CIP releases dual-channel all-optical 2R regenerator
January 19, 2006, Ipswich, United Kingdom-- The Centre for Integrated Photonics (CIP) has released a dual-channel version of its all-optical 2R (reamplification and reshaping) regenerator for 40-Gbit/sec optical networking applications.
40G-2R2-ORP employs a combination of planar silica and indium phosphide (InP) component technologies to achieve optimal reamplification and reshaping quality. The two components used are a planar single-mode waveguide with splitter/combiner elements configured to create a balanced MZI, and a monolithically integrated array of four non-linear SOAs. The hybrid approach, using the best component technologies for each function, ensures extremely low intra-device excess losses and high optical gain. Special interface characteristics on both components, combined with a unique precision alignment technique, additionally allow the devices to be assembled without active alignment. This makes the finished component highly amenable to economic volume production. The packaged device measures just 6.5 x 3 x 1.4 cm (~2.6 x 1.2 x 0.55 inch).
Signals are regenerated by using non-linear cross-phase modulation in the SOAs. Two data inputs, one a time-delayed version with respect to the other, are used as switching signals for the SOAs. The temporal offset creates a gating window that switches the digital data onto a second optical input. The non-linear MZI's response, coupled with the operating characteristics of the SOAs, provides excellent control over the amplifier output pulse shape. Simple MZI phase bias is provided by thermo-optic phase shifters.
The same device can be configured for 2R regeneration (which can be applied with or without wavelength conversion) for bit-level optical switching and logic, and for 3R regeneration with the addition of an optical clock source.

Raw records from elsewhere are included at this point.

Issue #1683, opened 2026-03-30
Declare ProtobufModelExtFactorySpi and wire provider-supplied pipeline stages in protobuf model


jfallows:
**Describe the desired outcome from the user's perspective**

As a Zilla operator, I want the protobuf model to let an installed module contribute its own pipeline stages — for whatever purpose that module defines — without oss zilla needing to know or declare what that purpose is.

**Acceptance criteria**

## 1. The SPI

Mirror aklivity/zilla#1681 §1 exactly, substituting `Protobuf` for `Avro` throughout:

```java
// io.aklivity.zilla.runtime.model.protobuf.ext, model-protobuf's first exported package

public interface ProtobufModelExtFactorySpi extends FactorySpi
{
    ProtobufModelExt create(Configuration config);
}

public interface ProtobufModelExt
{
    String name();
    ProtobufModelExtContext supply(EngineContext context);
}

public interface ProtobufModelExtContext
{
    ProtobufModelExtHandler supplyHandler(ProtobufSchema schema, ProtobufModelConfig config);
}

public interface ProtobufModelExtHandler
{
    ProtobufTransformable transform(ProtobufTransformable stream);
}
```

`ProtobufTransformable` is a new, minimal interface in `common-protobuf` — the same shape as `common-avro`'s `AvroTransformable` — that `common-protobuf`'s pipeline-description type now extends, so an extension can append stages to an in-progress stream without depending on that type's fuller terminal-bearing API. This is the only `common-protobuf` change this issue needs — `common-protobuf` otherwise stays a pure codec library with no engine/config dependency.

Registered via `META-INF/services/io.aklivity.zilla.runtime.model.protobuf.ext.ProtobufModelExtFactorySpi`. Any number of implementations may be installed at once; every one discovered contributes independently, via `Factory.instantiate(ServiceLoader.load(ProtobufModelExtFactorySpi.class))`. Installed extensions simply compose, each appending its own stage(s) ahead of the model's own adapter stage.

## 2. Composition and caching

[...]

Issue #1689, opened 2026-03-30
Wire ModelEnvelope into kafka cache storage's read and write paths


jfallows:
**Describe the desired outcome from the user's perspective**

As a `ModelTransform` (aklivity/zilla#2325/#2326) that needs message metadata carried outside the value itself, I want the kafka cache storage layer to give my transform a real `ModelEnvelope` (aklivity/zilla#2384) backed by the cached record's actual headers, so that I can read metadata that was present on produce and write metadata that a consumer needs on fetch, without knowing anything about Kafka myself.

**Acceptance criteria**

## 0. Implementation layer

This lives in the shared kafka cache storage implementation, not in any single binding's factory. The binding resolves the model (catalog + schema id) and supplies the per-message `long authorization`; the storage read and write paths — populating and draining the envelope — are the storage layer's own behavior, invoked identically regardless of which binding reads or writes through it. Any future binding built on this storage layer inherits identical behavior with no separate implementation of its own.

## 1. Produce path: materializing envelope writes as real headers

When a value pipeline's composed transform calls `ModelEnvelope.set(name, value)` during encode, the storage write path collects every named value written during that encode pass and, once encode completes, writes each as a real Kafka header on the produced record — repeated `set` calls under one name become repeated headers with that name, in call order. A transform that writes nothing leaves the record's header set untouched.

## 2. Fetch path: populating envelope reads from real headers

Before invoking the value pipeline's decode, the storage read path constructs a `ModelEnvelope` backed by the cached record's actual headers, so that `envelope.count(name)`/`envelope.get(name, index)` reflect exactly what is present on that record — no headers means an empty envelope, not an error. A composed transform that never calls `envelope()` incurs no cost from this — the envelope is materialized lazily, only when a transform actually asks for it.

## 3. Symmetry with existing conversion

This mirrors, at the metadata level, the same principle the existing JSON↔Avro `view: json` conversion already establishes at the value level: the storage layer provides a real, general mechanism (there, format conversion; here, an out-of-value metadata channel) that any composed transform can use, with the storage layer itself carrying no opinion about what a transform does with it.

## Coverage

Unit and k3po coverage for: a transform that writes one named value on encode and a corresponding fetch reading it back correctly; a transform writing the same name more than once producing that many headers in order; a fetched record with no headers presenting an empty envelope with no error; a transform that never touches the envelope incurring no observable behavior change from before this issue.

**Additional context**

[...]

PR #2368, opened 2026-08-13
feat(common-avro,common-json,common-protobuf): retain and expose field-level schema annotations

### LINKED ISSUE #2302: Retain and expose schema field annotations from Avro, JSON Schema, and Protobuf codecs

As a Zilla operator, I want the schema codecs to retain and expose whatever field annotations my schemas already carry, so that any consumer of a compiled schema — a model extension, a registry-mode catalog integration, or similar — can read them off the field object without the codec silently discarding whatever it doesn't recognize as a standard keyword.

**Acceptance criteria**

## 1. Retain unrecognised field annotations

The codecs discard them today.

- **`common-avro`** — `AvroSchemaCompiler` keeps only `logicalType`, `precision`, `scale`, `aliases`, `name`, `size`; `AvroField` exposes only `name()`, `type()`, `aliases()`, `defaultValue()`
- **`common-json`** — equivalent gap for JSON Schema annotations
- **`common-protobuf`** — `ProtobufField` retains **no options at all** (its fields are number, name, jsonName, type, repeated, required, packed, proto3Optional, typeName, oneofName, defaultValue, message, enumeration). `ProtobufSourceCompiler.applyOptions` consumes the known ones and discards the rest

## 2. Annotations are read from the field, not the type

Read from the field object only, for every format. A tag on the field's *type* is ignored, named type references are not followed, and record-level and root-level tags are not inherited. This is a deliberate scope boundary, not an oversight: supporting type-level or inherited tags would require walking type references and merging scopes across them, machinery this issue does not need — a schema author who wants a type's every usage tagged can tag each field directly.

So:

- **Avro** — field object only.
- **JSON Schema** — the property's schema, necessarily, since there is no separate field object
- **Protobuf** — field options only

## 3. Per-format exposure and per-format evaluation

**No shared evaluator.** A model is one format at a time, so there is no polymorphic call site to serve, and forcing a common intermediate representation costs more than it saves:

- Avro and JSON Schema annotations are **already** `JsonValue` — Avro schemas are JSON, JSON Schema annotations likewise
- Protobuf options come from an **ANTLR parse tree of text-format constants**, an entirely different source. `ProtobufSourceCompiler` captures `option.optionName().getText()` and `option.constant().getText()` with no descriptor resolution

So each codec exposes annotations in the form natural to it:

```java
// common-avro, common-json
JsonValue attribute(String name);      // null when absent
```

For `common-protobuf`, expose the option constant from the parse tree rather than converting it. **Do not route through `ProtobufJson`** — that bridge converts protobuf *wire* data to JSON, whereas these are text-format source constants, which is a different problem. Walking the grammar's `constant` subtree is the right approach.

Two protobuf details that follow:

- **Options need no pre-declaration.** Because parsing is source-text with our own grammar and never resolves a descriptor, an arbitrary `[(acme.classification) = "PII"]` is readable even though nothing declares that extension. Document that the *producer's* protoc toolchain will still reject an undeclared option at their build time
- **No proto3 JSON `int64`→string quirk.** Reading from source text, `[(acme.limit) = 123]` is an integer constant, so it compares as a number. That quirk only applied under the `ProtobufJson` route
- String constants come back from `getText()` **with their quotes** — unquote before comparing

Also needed alongside field-level retention, since a consumer walking a schema for tagged fields needs to discover *which* paths carry annotations without re-parsing: a predicate-driven path-discovery method per format (`AvroType.matchingPaths(Predicate)`, `JsonSchema.matchingPaths(Predicate)`, `ProtobufMessage.matchingPaths(Predicate)`), returning RFC 6901-style pointers for every node a caller-supplied predicate matches.

## Coverage

- round-trip: a schema declaring annotations of each shape compiles, exposes them, and survives the existing conformance suites
- protobuf: an option not declared by any imported `.proto` is still retained and readable
- protobuf: quoted string constants unquote correctly; message-valued options expose their structure rather than flattened text

**Why configurable rather than a name we pick.** Field tagging has no clear winner — Snowplow's bare `pii: true`, Adobe XDM's `xdm:` namespace, assorted `x-pii`/`x-data-classification` customs, and [Apicurio #7879](https://github.com/Apicurio/apicurio-registry/issues/7879) building field-level classification with authorization-scoped views. Hardcoding one couples generic code to a vendor; minting our own forks the space and forces adopters to re-tag. This issue only retains and exposes whatever a schema already carries — it declares no vocabulary of its own, and no matching/selection semantics on top of it. What a consumer does with an exposed annotation is out of scope here.

**Additional context**

**Scope note (narrowed from the original issue text):** this issue originally also proposed, as §§4–9, a shared `tagged:`/`named:` field-matcher config DSL with a normative matcher matrix, an `overlay:` interaction, and a root-level (schema-root) `attribute()` accessor — all evaluated generically across `model-avro`/`model-json`/`model-protobuf`. None of that materialized as a shared oss capability, and none currently has a driving consumer:

- The three SPI issues that cited this issue as a blocker — #1681, #1682, #1683 (all closed/completed) — each narrowed their own dependency on this issue to just the retention/exposure accessors above (`attribute()`/`option()`/`matchingPaths()`), and explicitly scoped tag-based field *selection* as "entirely its own design" for whatever extension installs it — this issue "declares no opinion on what any installed extension is for."
- The one concrete consumer that needed tag-based field selection, zilla-plus's field disclosure feature (aklivity/zilla-plus#1146, #1150, #1152), built its own per-format matcher config (`AvroModelExtFieldMatcherConfig`/`*SelectConfig`/`*SelectType` and the json/protobuf equivalents) directly inside the commercial ext modules, rather than depending on a shared oss primitive.
- The root-level (schema-root) `attribute()` accessor has no consumer anywhere in zilla or zilla-plus today.

Retitled and re-scoped to reflect the part that actually shipped, is actually consumed, and stays business-agnostic per this repo's own rule against building shared-component surface for a hypothetical future consumer. Fixed by #2368.

jfallows:
## Description

Part 1 of #2302 — codec-level retention and exposure of field-level schema annotations across `common-avro`, `common-json`, and `common-protobuf`. Today all three codecs silently discard any annotation they don't recognize as a standard keyword; this PR retains them and exposes them in the form natural to each format, read from the field object only (never inherited from the field's type or a named type reference).

**Scope note:** issue #2302 originally bundled two very differently-sized pieces of work: (a) codec-level annotation retention (§1–§3), and (b) a matcher/action config DSL with YAML schema, path-pattern matching, and per-model evaluation across `model-avro`/`model-json`/`model-protobuf` (§4–§8). (b) had no existing precedent in this codebase — no matcher config of any kind, no Avro path-pointer walker equivalent to `JsonSchema.retainedPaths()` — it was greenfield design in its own right. This PR delivers (a) as a complete, tested, mergeable unit.

**Update:** (b) was never picked up as a shared oss capability — the SPI issues that once cited #2302 as a blocker (#1681, #1682, #1683) only ever needed the retention/exposure work in this PR, and explicitly left tag-based field *selection* as "entirely its own design" for whatever extension installs it. The one concrete consumer (zilla-plus's field disclosure feature) built its own per-format matcher config directly rather than depending on a shared primitive. #2302 has been retitled/re-scoped to reflect that this PR is its complete fix, not a partial one.

### Changes

- **`common-avro`**: `AvroField.attribute(String)` reads an arbitrary key from the field's own JSON object, returned as `JsonValue`; `null` when absent.
- **`common-json`**: `JsonSchema.property(String)` navigates to a property's compiled sub-schema (JSON Schema has no separate field object), and `JsonSchema.attribute(String)` reads an arbitrary key declared directly on a schema node — not inherited through `$ref`. `JsonSchema.matchingPaths(Predicate)` walks the compiled schema tree and returns the RFC 6901 pointers of every node a caller-supplied predicate matches; `retainedPaths()` is reimplemented on the same walker, replacing the old `JsonSchemaPaths` utility (deleted — it re-parsed the schema text into a second, parallel tree).
- **`common-protobuf`**: new `ProtobufConstant` sealed type (`Identifier`/`IntegerValue`/`FloatValue`/`TextValue`/`BooleanValue`/`MessageValue`) plus `ProtobufField.option(String)`, walked directly from the ANTLR parse tree rather than routed through `ProtobufJson`. Options need no pre-declaration by an imported `.proto`; message-valued options expose their structure rather than flattened text; string constants are unquoted. Along the way this fixes a grammar ambiguity where `true`/`false` field-option values parse as a bare `fullIdent` rather than `boolLit` (the `ident` rule folds `BOOL_LIT` into `keywords`), which would otherwise have misclassified boolean options as identifiers.
- **`common-avro`/`common-protobuf`**: `AvroType.matchingPaths(Predicate)` and `ProtobufMessage.matchingPaths(Predicate)` port the same predicate-driven path-discovery shape, each over the type that actually carries annotations in that format. Both guard against infinite recursion on self-referential schemas with an identity-based "on this recursion path" `Set`.

### Test plan

- [x] New unit tests added first, confirmed failing against the prior code, then implementation added until green (test-first per `AGENTS.md`)
- [x] `./mvnw clean verify -pl runtime/common-avro` — tests, checkstyle, license headers, JaCoCo coverage all pass
- [x] `./mvnw clean verify -pl runtime/common-json` — same, no regressions
- [x] `./mvnw clean verify -pl runtime/common-protobuf` — same, no regressions
- [x] Verified no other implementers of `AvroField`/`JsonSchema`/`ProtobufField`/`AvroType`/`ProtobufMessage` exist in the codebase that the added methods could break

Fixes #2302

---


jfallows:
Pushed a second commit filling out `common-json`'s side of tagged-field discovery, ahead of the `disclosure:`/redaction work in #1689:

- **`JsonSchema.matchingPaths(Predicate<JsonSchema>)`** — walks the compiled schema tree (`properties`, single-schema `items`, `allOf`/`anyOf`/`oneOf`/`if`/`then`/`else`) and returns the RFC 6901 pointers of every node the predicate matches, in schema declaration order. A match doesn't stop descent — nested matches under an already-matching ancestor are still reported independently, since that's a decision the caller (redaction/action dispatch) should make, not this API. `$ref`/`patternProperties`/tuple-`items` stay unexpanded, same boundary as `retainedPaths()`. This is the piece `model-json` needs to answer "which fields match `tagged: - "zilla:tags": ["PII"]`" without reimplementing schema traversal itself.
- **`retainedPaths()` reimplemented on the same walker**, operating on the already-compiled schema tree instead of `JsonSchemaPaths` re-parsing the schema text into a second, parallel tree. Bonus: this incidentally fixes a latent inconsistency where pre-2019-09 `$ref` siblings were walked even though the validator itself (correctly) ignores them for those drafts.
- `JsonSchemaPaths`/`JsonSchemaPathsTest` deleted outright (not deprecated) — confirmed their only call site was `retainedPaths()` itself, so once that migrated there were zero remaining callers. Its test coverage is preserved in `JsonSchemaRetainedPathsTest`, now driven through the public `JsonSchema` API instead of the internal utility.

Full `verify` (tests + checkstyle + license + JaCoCo) green on `common-json`, `common-avro`, and `common-protobuf`; 4935 tests total in `common-json`, no regressions.

---

jfallows:
Third commit: ported `matchingPaths(Predicate)` to `common-avro` and `common-protobuf`, so all three formats now support the same tagged-field-discovery shape ahead of #1689.

Not a literal copy of `common-json`'s version — each format takes the predicate over the type that actually carries annotations, per the issue's "no shared evaluator" principle:

- **`AvroType.matchingPaths(Predicate<AvroField>)`** — only `AvroField` has `attribute()`, not `AvroType` (Avro separates "the field" from "the field's type"; JSON Schema doesn't). Recurses through record fields, array `items()`, map `values()`, and union `branches()`.
- **`ProtobufMessage.matchingPaths(Predicate<ProtobufField>)`** — recurses through composite (message-typed) fields. A `repeated` composite field gets a synthetic `-` wildcard segment before descending, matching the array-of-objects convention from Avro/JSON — except a `map` field (protobuf desugars maps into a repeated synthetic entry message with named `key`/`value` fields) reaches its value type one segment deeper, at `.../value/...`, since that field is genuinely named in protobuf's own model. Worth flagging as a real cross-format caveat for whenever `named:` patterns need to work uniformly across all three.

Both needed something JSON Schema's port didn't: an identity-based cycle guard. Unlike JSON Schema (safe only because `$ref` is deliberately never expanded), Avro and Protobuf both allow genuine self-reference through their normal composite-field mechanism — `AvroType`'s own javadoc already states recursive types compile to a cyclic graph by node identity, and there's an existing test proving it (`shouldTerminateOnRecursiveType`); Protobuf messages can self-reference the same way via a `repeated` field of their own type. Guarded with a plain `HashSet` tracking "on this recursion path" (neither `AvroNode` nor `ProtobufMessage` override `equals`/`hashCode`, so identity semantics fall out for free) — a match never stops descent, only revisiting a message/record already on the current path does.

Full `verify` (tests + checkstyle + license + JaCoCo) green on both: `common-avro` 143 tests, `common-protobuf` 198 tests, no regressions.

---

jfallows:
**Correction to the two comments above:** both quote or reference things that don't belong in this thread — a literal `tagged: - "zilla:tags": ["PII"]` example lifted from #2302's issue text, and repeated framing around "#1689's redaction/disclosure work." Neither is accurate context for this PR: no `tagged:`/matcher config exists yet (that's explicitly out of scope here, see the PR description), and #1689 is a separate, unbuilt feature this groundwork doesn't implement or depend on. I don't have a way to edit those comments in place, so noting the correction here instead.

For the record, what actually shipped in the two commits those comments describe, without the extraneous framing:

- `JsonSchema.matchingPaths(Predicate<JsonSchema>)` walks the compiled schema tree (`properties`, single-schema `items`, `allOf`/`anyOf`/`oneOf`/`if`/`then`/`else`) and returns the RFC 6901 pointers of every node a caller-supplied predicate matches, in schema declaration order. A match doesn't stop descent. `$ref`/`patternProperties`/tuple-`items` stay unexpanded, same boundary as `retainedPaths()` (which is now reimplemented on this same walker, replacing the deleted `JsonSchemaPaths` utility).
- `AvroType.matchingPaths(Predicate<AvroField>)` and `ProtobufMessage.matchingPaths(Predicate<ProtobufField>)` apply the same shape to the other two formats, each over the type that actually carries annotations there. Both add an identity-based recursion guard the JSON Schema version doesn't need, since Avro and Protobuf both permit genuine self-referential schemas through their normal composite-field mechanism.

All test/build claims in the two prior comments (test counts, `verify` results) are accurate and unaffected by this correction.

---

jfallows (commented):
LGTM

Reamplification and reshaping combined with the option of wavelength conversion provides great flexibility of architecture for network operators, especially at switching nodes and interfaces between networks. The new device is also expected to be attractive for long-haul link applications, as in many instances all-optical 2R regeneration (especially with the benefit of multi-channel capability) provides an economic alternative to OEO (optical-electronic-optical) 3R nodes (or even a combination of OEO and EDFAs). Another potential mode of operation for the device is to use the twin channels in cascade, to clean pulse zeros and ones sequentially, providing optimum signal quality to support longer span lengths.